Saved data entries
PR #1569, opened 2026-09-09
Eliminate use of Fibers in RMT::Downloader

rtamalin:
## Description

Simplify the multi-file downloader, replacing the existing fiber-based RMT::FiberRequest with a solution that leverages RMT::HttpRequest in the callbacks for a Typheous::Hydra managed queue of download requests.

Implementation Details:
- Limit initial queue size based on concurrency settings to avoid file descriptor starvation issues, queuing additional requests when an existing one finishes
- Refactor the download flow to use on_body/on_complete callbacks on RMT::HttpRequest instances queued via process_queue
- Fail immediately on the first error when ignore_errors is false, rather than continuing to process remaining files in the queue
- Add test for stale cache re-download scenario
- Consolidate and deduplicate downloader tests (stub_logger helper, merged describe blocks for private methods)

Delete the existing FiberRequest implementation:
- Delete defunct lib/rmt/fiber_request.rb and associated tests.
- Update .rubocop_todo.yml to remove deleted fiber_request.rb entries

Fixes: bsc#1276939

AI-Generated-By: Qwen 3.6 35B Moe (A3B)
Co-Authored-By: Thomas Schmidt <tschmidt@suse.com>
Signed-off-by: Fergal Mc Carthy <fmccarthy@suse.com>

## How to test 

It should be possible to mirror a reasonable amount of RPMs such as those associated with products 2609 (SLE 15 SP6), 2793 (SLE 15 SP7), and 2930 (SLE 16.0) repeatedly and reliably without coredumping or hanging.

## Change Type

## Checklist

## Review


rtamalin:
Local testing on my workstation and in one of my reproducer VM environments is looking good, however it sometimes took 4+ runs to see failures with the v3.1.0 version of the code, so I'll keep running testing iterations for now.

lib/rmt/downloader.rb
```diff
@@ -36,171 +35,93 @@ def download_multi(files, ignore_errors: false)
...
 
-  def copy_from_cache(file)
-    unless (file.cache_path == file.local_path)
-      make_file_dir(file.local_path)
-      FileUtils.cp(file.cache_path, file.local_path, preserve: true)
+  def handle_response(response, downloaded_file, file, retries)
+    if invalid_response?(response)
+      downloaded_file.unlink
+      if retries.zero? || response.code == 404
+        if @failed_downloads
```
felixsch:
```suggestion
        unless @failed_downloads.nil?
```

I think this makes it more clear what it is doing.

lib/rmt/downloader.rb
```diff
@@ -234,6 +155,9 @@ def handle_checksum_verification!(checksum_type, checksum_value, download_path)
   end
 
   def invalid_response?(response)
+    return true if response.nil?
```
felixsch: This makes me wonder what is going on, did you run into this issue or is this something the model added itself. If a `response.nil? == true` then the whole following workflow is breaking since it assumes that the `response` object is actually available.

lib/rmt/downloader.rb
```diff
@@ -234,6 +155,9 @@ def handle_checksum_verification!(checksum_type, checksum_value, download_path)
...
+    return false if response.code == 0 && response.return_code == :ok
```
felixsch, line 174: What is the case where `code = 0` and `return_code = :ok` can you maybe document why this is added.

lib/rmt/downloader.rb
```diff
@@ -36,171 +35,93 @@ def download_multi(files, ignore_errors: false)
...
-    failed_files = []
-    cache_requests.each do |file, request|
-      next downloads_needed << file if request.nil?
-      next downloads_needed << file unless valid_cached_file?(file, request.response)
-
-      copy_from_cache(file)
-    rescue RMT::Downloader::Exception => e
-      next failed_files << file.local_path if ignore_errors
 
+    request.on_complete do |response|
```
felixsch: Maybe this is a chance to move away from the `on_complete` implementation. I wonder why it was implemented this way, while Typhoeus implements the full Promise workflow (`on_success` and `on_failure`) and the current implementation does nothing else than the provided implementation using `invalid_response?`

lib/rmt/downloader.rb
```diff
@@ -36,171 +35,93 @@ def download_multi(files, ignore_errors: false)
...
-  end
-
-  def valid_cached_file?(file, response)
-    RMT::Downloader::Exception.raise_request_error(file.remote_path, response, @logger) if invalid_response?(response)
-
-    # response.headers returns Typhoeus::Response::Headers, which takes care of
-    # case-sensitive concerns with the header's key
-    last_modified_header = response.headers['Last-Modified']
-    return false unless last_modified_header
+  def process_queue
```
felixsch: How about renaming this to `enqueue_next` instead of `process_queue` to make it more clear what the action is doing?

digitaltom (approved):

lib/rmt/downloader.rb
```diff
@@ -36,171 +35,114 @@ def download_multi(files, ignore_errors: false)
...
-
-    file.cache_timestamp == Time.parse(last_modified_header).utc
+  def handle_response(response, downloaded_file, file, retries)
+    if invalid_response?(response)
+      downloaded_file.close!
+      begin
+        raise_request_error(file.remote_path, response)
+      rescue RMT::Downloader::Exception => e
+        handle_failure(file, retries, e)
+      end
```
mssola: I'm lost. What is this block of code? I'm not at all that familiar with this part of RMT, but to me it reads like:

1. Call a method that raises an exception.
2. Catch it

Isn't it weird?

lib/rmt/downloader.rb
mssola: Agreed. This confused me along the review 👍🏻

mssola (commented):
To be honest, I'm not that familiar with this part of RMT. So I'm hesitant on giving a thumbs up/down.

That being said, do we have benchmarks on this? Also, at a quick glance I actually did not see the code trying to download multiple files concurrently (I've seen it sequentially). Hence, even dumber question, do we even need all this concurrency? :D

lib/rmt/downloader.rb
rtamalin: So this was the name in the fiber implementation and my stated goal to the AI assistant was to create a drop in replacement for the existing fiber based implementation, so it tended to keep the names of things much the same, even for purely internal stuff. ;-)

Happy to rename.

lib/rmt/downloader.rb
rtamalin: So this is partly my fault as this code evolved through many iterations of trying to restructure the code to use fibers "safely" before giving up, and this guard was added because at one point it was relevant during one of those iterations when one of the calling paths could have a nil response.

Looks like it can be safely removed now.

lib/rmt/downloader.rb
rtamalin: And the return false in this case was one that the AI assistance added unnecessarily.
So it can also be removed.

lib/rmt/downloader.rb
rtamalin: This one we probably want @digitaltom to weigh in on... His [updates to restore the error handling that fall outside the response](https://github.com/SUSE/rmt/commit/a5bee15c54ad5dd113d0bdb81901c0189a970eaa) created raise then catch structure.

Looking at what is effectively happening it here it seems that the construct is being used to redirect specific exceptions to be handled by the handle_failure() routine... For the `if invalid_response?(response)` case it looks like the raise and catch is being used to create a new RMT::Downloader::Exception for a failed response, and log it, but then catch it so that we can pass it to the handle_failure...

For the `if invalid_response?()` case that could be replaced by changing RMT::Downloader::Exception to have a create_request_error() that does the logging, message construction and returns the result of the .new() call, and then just call that to create the error to pass to handle_failure(), rather than raising and catching it to create it.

■ **Task objective**:
Write the records out again. Keep every line exactly as it is.

■ **Finished exercise**:
PR #1569, opened 2026-09-09
Eliminate use of Fibers in RMT::Downloader

rtamalin:
## Description

Simplify the multi-file downloader, replacing the existing fiber-based RMT::FiberRequest with a solution that leverages RMT::HttpRequest in the callbacks for a Typheous::Hydra managed queue of download requests.

Implementation Details:
- Limit initial queue size based on concurrency settings to avoid file descriptor starvation issues, queuing additional requests when an existing one finishes
- Refactor the download flow to use on_body/on_complete callbacks on RMT::HttpRequest instances queued via process_queue
- Fail immediately on the first error when ignore_errors is false, rather than continuing to process remaining files in the queue
- Add test for stale cache re-download scenario
- Consolidate and deduplicate downloader tests (stub_logger helper, merged describe blocks for private methods)

Delete the existing FiberRequest implementation:
- Delete defunct lib/rmt/fiber_request.rb and associated tests.
- Update .rubocop_todo.yml to remove deleted fiber_request.rb entries

Fixes: bsc#1276939

AI-Generated-By: Qwen 3.6 35B Moe (A3B)
Co-Authored-By: Thomas Schmidt <tschmidt@suse.com>
Signed-off-by: Fergal Mc Carthy <fmccarthy@suse.com>

## How to test 

It should be possible to mirror a reasonable amount of RPMs such as those associated with products 2609 (SLE 15 SP6), 2793 (SLE 15 SP7), and 2930 (SLE 16.0) repeatedly and reliably without coredumping or hanging.

## Change Type

## Checklist

## Review


rtamalin:
Local testing on my workstation and in one of my reproducer VM environments is looking good, however it sometimes took 4+ runs to see failures with the v3.1.0 version of the code, so I'll keep running testing iterations for now.

lib/rmt/downloader.rb
```diff
@@ -36,171 +35,93 @@ def download_multi(files, ignore_errors: false)
...
 
-  def copy_from_cache(file)
-    unless (file.cache_path == file.local_path)
-      make_file_dir(file.local_path)
-      FileUtils.cp(file.cache_path, file.local_path, preserve: true)
+  def handle_response(response, downloaded_file, file, retries)
+    if invalid_response?(response)
+      downloaded_file.unlink
+      if retries.zero? || response.code == 404
+        if @failed_downloads
```
felixsch:
```suggestion
        unless @failed_downloads.nil?
```

I think this makes it more clear what it is doing.

lib/rmt/downloader.rb
```diff
@@ -234,6 +155,9 @@ def handle_checksum_verification!(checksum_type, checksum_value, download_path)
   end
 
   def invalid_response?(response)
+    return true if response.nil?
```
felixsch: This makes me wonder what is going on, did you run into this issue or is this something the model added itself. If a `response.nil? == true` then the whole following workflow is breaking since it assumes that the `response` object is actually available.

lib/rmt/downloader.rb
```diff
@@ -234,6 +155,9 @@ def handle_checksum_verification!(checksum_type, checksum_value, download_path)
...
+    return false if response.code == 0 && response.return_code == :ok
```
felixsch, line 174: What is the case where `code = 0` and `return_code = :ok` can you maybe document why this is added.

lib/rmt/downloader.rb
```diff
@@ -36,171 +35,93 @@ def download_multi(files, ignore_errors: false)
...
-    failed_files = []
-    cache_requests.each do |file, request|
-      next downloads_needed << file if request.nil?
-      next downloads_needed << file unless valid_cached_file?(file, request.response)
-
-      copy_from_cache(file)
-    rescue RMT::Downloader::Exception => e
-      next failed_files << file.local_path if ignore_errors
 
+    request.on_complete do |response|
```
felixsch: Maybe this is a chance to move away from the `on_complete` implementation. I wonder why it was implemented this way, while Typhoeus implements the full Promise workflow (`on_success` and `on_failure`) and the current implementation does nothing else than the provided implementation using `invalid_response?`

lib/rmt/downloader.rb
```diff
@@ -36,171 +35,93 @@ def download_multi(files, ignore_errors: false)
...
-  end
-
-  def valid_cached_file?(file, response)
-    RMT::Downloader::Exception.raise_request_error(file.remote_path, response, @logger) if invalid_response?(response)
-
-    # response.headers returns Typhoeus::Response::Headers, which takes care of
-    # case-sensitive concerns with the header's key
-    last_modified_header = response.headers['Last-Modified']
-    return false unless last_modified_header
+  def process_queue
```
felixsch: How about renaming this to `enqueue_next` instead of `process_queue` to make it more clear what the action is doing?

digitaltom (approved):

lib/rmt/downloader.rb
```diff
@@ -36,171 +35,114 @@ def download_multi(files, ignore_errors: false)
...
-
-    file.cache_timestamp == Time.parse(last_modified_header).utc
+  def handle_response(response, downloaded_file, file, retries)
+    if invalid_response?(response)
+      downloaded_file.close!
+      begin
+        raise_request_error(file.remote_path, response)
+      rescue RMT::Downloader::Exception => e
+        handle_failure(file, retries, e)
+      end
```
mssola: I'm lost. What is this block of code? I'm not at all that familiar with this part of RMT, but to me it reads like:

1. Call a method that raises an exception.
2. Catch it

Isn't it weird?

lib/rmt/downloader.rb
mssola: Agreed. This confused me along the review 👍🏻

mssola (commented):
To be honest, I'm not that familiar with this part of RMT. So I'm hesitant on giving a thumbs up/down.

That being said, do we have benchmarks on this? Also, at a quick glance I actually did not see the code trying to download multiple files concurrently (I've seen it sequentially). Hence, even dumber question, do we even need all this concurrency? :D

lib/rmt/downloader.rb
rtamalin: So this was the name in the fiber implementation and my stated goal to the AI assistant was to create a drop in replacement for the existing fiber based implementation, so it tended to keep the names of things much the same, even for purely internal stuff. ;-)

Happy to rename.

lib/rmt/downloader.rb
rtamalin: So this is partly my fault as this code evolved through many iterations of trying to restructure the code to use fibers "safely" before giving up, and this guard was added because at one point it was relevant during one of those iterations when one of the calling paths could have a nil response.

Looks like it can be safely removed now.

lib/rmt/downloader.rb
rtamalin: And the return false in this case was one that the AI assistance added unnecessarily.
So it can also be removed.

lib/rmt/downloader.rb
rtamalin: This one we probably want @digitaltom to weigh in on... His [updates to restore the error handling that fall outside the response](https://github.com/SUSE/rmt/commit/a5bee15c54ad5dd113d0bdb81901c0189a970eaa) created raise then catch structure.

Looking at what is effectively happening it here it seems that the construct is being used to redirect specific exceptions to be handled by the handle_failure() routine... For the `if invalid_response?(response)` case it looks like the raise and catch is being used to create a new RMT::Downloader::Exception for a failed response, and log it, but then catch it so that we can pass it to the handle_failure...

For the `if invalid_response?()` case that could be replaced by changing RMT::Downloader::Exception to have a create_request_error() that does the logging, message construction and returns the result of the .new() call, and then just call that to create the error to pass to handle_failure(), rather than raising and catching it to create it.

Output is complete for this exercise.